The tragedy is that with the continuing interest in the sports models, these cars were mined for their mechanicals, especially the motor, manual transmission and suspension parts. Kind of like buying a 1970s Chrysler Imperial just for the 440 V8, the rest of the car was discarded. Most of these lower priced Mark VIIs are usually sold minus the engine. They don't trade for much, and even then, there aren't many takers.

Where have you been all my life? There is also a hidden parts car.
This  car showed up on CL and for some reason it eluded my attention for over three weeks.

These cars were advertised locally, but I thought that they were probably located somewhere out in the Central Valley. Field cars are rarely found in the local urbanized Bay Area. When the seller sent me these pictures I was almost certain that these were out in the country somewhere. But no, they were only about a half hour away. I just had to go and see them.

This thing looks quite well preserved.

The seller told me that the car had been purchased new by his father who was a British Car fan. You can see the Morris Minor in some shots. (What you won't see is the rather rough series one E-type). His Dad drove this car everyday up into the Eighties or Nineties when he got tired of operating the clutch and switched to an automatic Bentley. This old Jag was the car used in family vacations and the one the seller learned to drive in. The car was parked and covered while his Dad, involved himself in other projects. Time passed and the seller's Dad passed away several years ago.

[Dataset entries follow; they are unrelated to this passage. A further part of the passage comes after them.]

Issue #631, opened 2016-06-14
unread counters do not count down


fkleedorfer:
Create a need and wait for the debug bot to send hint and connect. The unread counters in the overview will count up but when view the new connections (or even accept or decline), the counters do not count down.

m0ru:
Currently the events aren't marked as read at all, so they just stay in the list of unreadEvents till the next page-reload.

I think it should be possible to make the event-reducer update the state during the state-go actions, in particular for the following views:

* incoming request: entirely folded out with conversation on the right side
* messages: entirely folded out with conversation on the right side
* in matches-list: an entry entirely opened (the popup is visible)
* matches grid/tiles-view?

The process should be the same for the overview and non-overview variants. Also, all unread events for the connection should be marked as read (unless we want to factor in how far down people have scrolled in a conversation).

fkleedorfer:
partly done in #744
however: these are still TBD
* does not count down matches when I click the matches tab. (may be ok)
* does not count down matches when I decline a match (but I feel it should)
* does not count down messages for a need when I open the conversation view
* counts messages up while I receive them in the conversation view
* does not count down requests when I click 'requests' and accept a request.

quasarchimaere:
implemented -> no longer relevant

PR #672, opened 2016-07-06
Fixed the counters @ overview-titlebar and post-overview

m0ru:
(doesn't fix the more work-intensive #631 though, as there's higher-priority issues that we should focus on first)


fkleedorfer:
ok so what is the PR supposed to fix exactly?

fkleedorfer:
Ok, got it: 
* counters count up correctly now in 'Posts' view and in the overview titlebar
* counters do not count down yet

fkleedorfer:
oops - didn't want to close!

PR #793, opened 2023-11-28
Remove extra AIETypesGen.inc header

stephenneuendorffer:
The types are already built as part of the dialect.


makslevental:
FWIW I did this intentionally, in order to be explicit, so that the teleology of all the `.td` files were clear. Especially since some do need explicit tablegen targets. But I'm not opposed.

stephenneuendorffer:
It is a bit odd that add_mlir_dialect() builds the types by default, but not any of the others...  But it seems even more odd to generate 2 different copies of this.

makslevental:
Might be better to ditch `add_mlir_dialect`? But that's bikeshedding at that point. Anyway like I said I'm not opposed.

PR #797, opened 2023-11-28
rename `objectFifo` -> `objectfifo`

makslevental:
This PR renames `objectFifo` -> `objectfifo` in order to better agree with both MLIR and Python naming conventions.


makslevental:
> I think the plan was to rename this to orderedobjectbuffer in the near term. @AndraBisca ?

I don't have a horse in this race but `orderedobjectbuffer` and `objectfifo` seem to be saying the exact same thing (a fifo is an ordered buffer...) and the former is appreciably longer. Anyway even if you guys do want to change the name this doesn't impede.

AndraBisca:
The plan to make the change to orderedobjectbuffer still stands. However, this PR is separate from that.
@makslevental the reason for the name change is an issue of consistency: we've switched to using OrderedObjectBuffer in the python bindings while in MLIR it is still objectFifo.

makslevental:
> we've switched to using OrderedObjectBuffer in the python bindings while in MLIR it is still objectFifo.

In the recent update to use upstream builders I have removed those names https://github.com/Xilinx/mlir-aie/commit/6f4bba37689deb3837b6d599703cdfaa02de2d36#diff-9949c2edaed1398afea384a2d73d8088919a0d656838952b54f15c7dfc91f126.

AndraBisca:
> > we've switched to using OrderedObjectBuffer in the python bindings while in MLIR it is still objectFifo.
> 
> In the recent update to use upstream builders I have removed those names [6f4bba3#diff-9949c2edaed1398afea384a2d73d8088919a0d656838952b54f15c7dfc91f126](https://github.com/Xilinx/mlir-aie/commit/6f4bba37689deb3837b6d599703cdfaa02de2d36#diff-9949c2edaed1398afea384a2d73d8088919a0d656838952b54f15c7dfc91f126).

I see, I did not have time to look over that PR. All the more reason then to switch to orderedobjectbuffer.

makslevental:
> I see, I did not have time to look over that PR. All the more reason then to switch to orderedobjectbuffer.

Sure no problem. Just add me to the PR when you rename and I'll fixup all the tests and python bindings and etc.

AndraBisca:
We may as well use this PR instead of another one to do the name change. Especially with the deletion of the ordered object buffer in the python bindings.

makslevental:
> Especially with the deletion of the ordered object buffer in the python bindings.

They're not entirely deleted https://github.com/Xilinx/mlir-aie/blob/main/python/dialects/aie.py#L193 - they're just not used in the tests anymore.

> We may as well use this PR instead of another one to do the name change.

I would rather send up a separate one because that one will have many more lines of C++ mixed in.

AndraBisca (approved):
I think the PR is good to go. Any subsequent name change related to the objectfifo can go in another PR dedicated to that. Thank you for your work Maks!

jbelot:
Hi,
I think there is a typo in your code for all "objectfifosubivew" => "objectfifosubview". I tried to do a PR for it but I'm not sure I have the permission to push a branch.

PR #801, opened 2023-11-29
`black` aiecc

makslevental:


python/compiler/aiecc/main.py
```diff
@@ -9,353 +9,701 @@
...
+            task,
+            [
+                "sed",
+                "-i",
+                "-E",
+                "s/memory\(argmem: read\)/argmemonly readonly/g",
+                llvmir_chesslinked,
+            ],
+        )
+        await self.do_call(
```
stephenneuendorffer, line 196: Not an improvement, I think...

stephenneuendorffer (commented):
I'd really rather do things like this through the CI, rather than wholesale?

makslevental:
> I'd really rather do things like this through the CI, rather than wholesale?

There is no Python formatting in CI. I tried to set it up and then got badgered to death (or something like that).

> Not an improvement, I think...

`black` is just the standard so there's no point in debating better/worse just like you wouldn't debate whether `clang-format` made things better or worse.

keryell:
Can anyone explain me the title of this PR? I am not an English native speaker.

makslevental:
> Can anyone explain me the title of this PR? I am not an English native speaker.

[`black`](https://github.com/psf/black) is a python formatter; you run it on a source file like so: `black source_file.py`. It also works on directories of python sources files (such as `python/compiler/aiecc`).

fifield:
>
> `black` is just the standard so there's no point in debating better/worse just like you wouldn't debate whether `clang-format` made things better or worse.

I really this to land but agree with @stephenneuendorffer that the formatting of `await self.do_call(...` here is terrible.  Maybe we can refactor somehow so that the black format is better? Or the equivalent of `// clang-format off`?

makslevental:
> I really want this to land but agree with @stephenneuendorffer that the formatting of `await self.do_call(...` here is terrible. Maybe we can refactor somehow so that the black format is better? Or the equivalent of `// clang-format off`?

This is the enormous benefit of black: you cannot change almost anything about it (only thing is line length). I do not understand the value/point/meaning of debating formatting. The only thing you want from a formatter is ironclad consistency *so that you yourself don't have to think about formatting in the least*. If those calls are too "tall" then the solution is to break out the list of args just above them into it's own named variable. I'm happy to do this if it means we can bury this debate.

stephenneuendorffer (approved):

PR #802, opened 2023-11-29
Fix for polygeist tests following llvm bump.

david-vc:
Data layout attributes need to be changed from vector<2xi32> to vector<2xi64>.


makslevental:
Hmm I thought I caught all of these.

makslevental:
Hmm I thought I caught all of these.

david-vc:
The build bot is not running these tests as they require chesscc.

makslevental:
> The build bot is not running these tests as they require chesscc.

Yes but I had tested locally. Blame Vitis! Thanks for the fix!

keryell:
I guess that these tests come from an old output from a Polygeist run?
Otherwise I am currently working on the integration of 'mlir-aie` into an LLVM mono with a modernized fork of Polygeist https://github.com/intel/llvm/tree/sycl-mlir/polygeist
I still have a lot of issues with 'mlir-aie` CMake configuration.

david-vc:
Hi @keryell : Yes. the input MLIR was produced by polygeist more than 1/2 year ago.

Look between the seats. That's a shift lever!

The upholstery is actually pretty good on the seats and door cards. It was reupholstered some time in the past in blue vinyl.  There is some damage to the front seat bottom panels, but nothing not easily fixable.

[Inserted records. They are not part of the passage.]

Issue #799, opened 2023-11-29
tutorial-2a make failed


Dinngger:
ubuntu 20.04 with vitis 2023.2
tutorial-1 make ok while tutorial-2a make failed.
![image](https://github.com/Xilinx/mlir-aie/assets/41265073/bbc237a5-d533-4c6b-bac8-7c409d405135)

cabreraam:
A dirty solution is to remove the `libcdo_driver.so` dependence by removing the `-lcdo_driver` option [here](https://github.com/Xilinx/mlir-aie/blob/abbcb9a05a37e33217db8a0771594b81e3c4b95f/python/compiler/aiecc/main.py#L520C57-L520C57).

But that doesn't solve the underlying linking issue, which I am unsure of how to proceed.

After trying tutorial 2b, I observed a couple of issues:
1. When you run `make`, there is no `sim` directory created in `air.mlir.prj`, though one gets created in tutorial 2a.
2. When running `make -C {path to}/sim on the tutorial 2a `sim` directory that gets created, I observe that there is a dependence on a boost utility. Specifically:
    ```bash
     Vitis/2023.2/aietools/bin//../include/adf/wrapper/logging.h:53:10: fatal error: boost/log/trivial.hpp: No such file or directory
     #include <boost/log/trivial.hpp>
    ```
 Does the [Getting started doc](https://github.com/Xilinx/mlir-aie/blob/abbcb9a05a37e33217db8a0771594b81e3c4b95f/docs/Building.md) need to be updated to include a dependence on the Boost libraries?

makslevental:
> I've made that change, but now I'm seeing an error ld.lld: error: /auto/software/swtree/ubuntu22.04/x86_64/Xilinx/Vitis/2023.2/aietools/lib/lnx64.o/libcdo_driver.so is incompatible with elf64-littleaarch64

That sysroot is for cross-compiling to aarch64 (zynq?). Indeed looking at the CLI args in the screencap there's a lot of that littered in there. Is that what you're trying to do @Dinngger?

>  Does the [Getting started doc](https://github.com/Xilinx/mlir-aie/blob/abbcb9a05a37e33217db8a0771594b81e3c4b95f/docs/Building.md) need to be updated to include a dependence on the Boost libraries?

[...]

PR #803, opened 2023-11-29
[tutorials] update makefile-common libstdc++ version to 12.2.0 to reflect Vitis 2023.2

cabreraam:
As found in #799, specifically [here](https://github.com/Xilinx/mlir-aie/issues/799#issuecomment-1832110083)


makslevental:
@cabreraam I just reread your response on the other issue (about how the tuts assume/default to cross-compilation). I didn't know that (gotta admit I've ever used them a tutor...). And thus I'm hesitant to merge this in simply because I don't know how this stuff is actually meant to be used; like there's a comment right there about PetaLinux 22 including the current version. So would this break on PetaLinux?

makslevental:
I gotta defer to @stephenneuendorffer on this one.

stephenneuendorffer:
Dup'd in #827

PR #804, opened 2023-11-29
Reduce parallelism in aievec tests

fifield:
This replaces single invocations of chesscc on multiple C++ input files with multiple invocations on single C++ files.

For example,
```
RUN: xchesscc ... foo.cc bar.cc baz.cc ...
```
becomes,
```
RUN: xchesscc -c foo.cc -o foo.o
RUN: xchesscc -c bar.cc -o bar.o
RUN: xchesscc foo.o bar.o baz.cc
```

The motivation is that when chesscc is given multiple C++ inputs, it will parallelize their compilation. Ordinarily this is not a problem but in the case of chesscc each C++ compilation spawns a child process with a memory footprint of ~4-5GB.  Most of the aievec tests compile 2-3 C++ files so each could potentially be using ~15GB of memory at any given time. This means that on most machines we must limit the overall job parallelism when running tests so that the aievec tests fit into memory.

With this PR each test uses at most ~5GB and the amount of job parallelism (i.e. `-j`) can be higher and is easier to control.


jsetoain (approved):
Good to know! Eager to test how many of these tests I can run at once now 😬 Thanks!

keryell:
Good!
My desktop got some OOM kill on `noodle` behind `xchesscc` recently... :-(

This example really caught my interest previously, because it was equipped with a manual transmission.
What really caught my attention is the same thing that the car in Southern California had, a manual transmission. A non -synchromesh first gear, Moss gearbox.  Most of these I've seen for sale have that Borg Warner three speed automatic. Those old tranny's were well known to sap the performance from the car.  A manual transmission can be relatively easily gone through by the home mechanic. Because the mechanical bits of this car are shared with the XK120 all the way to the XK-E, there are lots of upgrades available.  A five speed conversion using a Toyota Supra box is a common upgrade, though usually found in an XK-E or the smaller Mark Two sedan.

This was the motor in the parts car.
The parts car has had an E-Type gear box installed sometime in the past.

                                          This was the included parts car. If I only had the room!

Look at that motor, This was from the period that led Jaguar to five victories at Le Mans. These models are the contemporaries of the famed XK120 and XK140. The Mark VII won the overall victory at the Mote Carlo rally in 1956. Talk about heritage. Talk about history. The seller has informed me that both cars were running when parked, but that was at least twenty years ago. He has to get rid of these cars to sell his late Father's house, and settle his estate. If the cars cannot be sold they will be scrapped. I can only hope that he can find a buyer for these often overlooked treasures.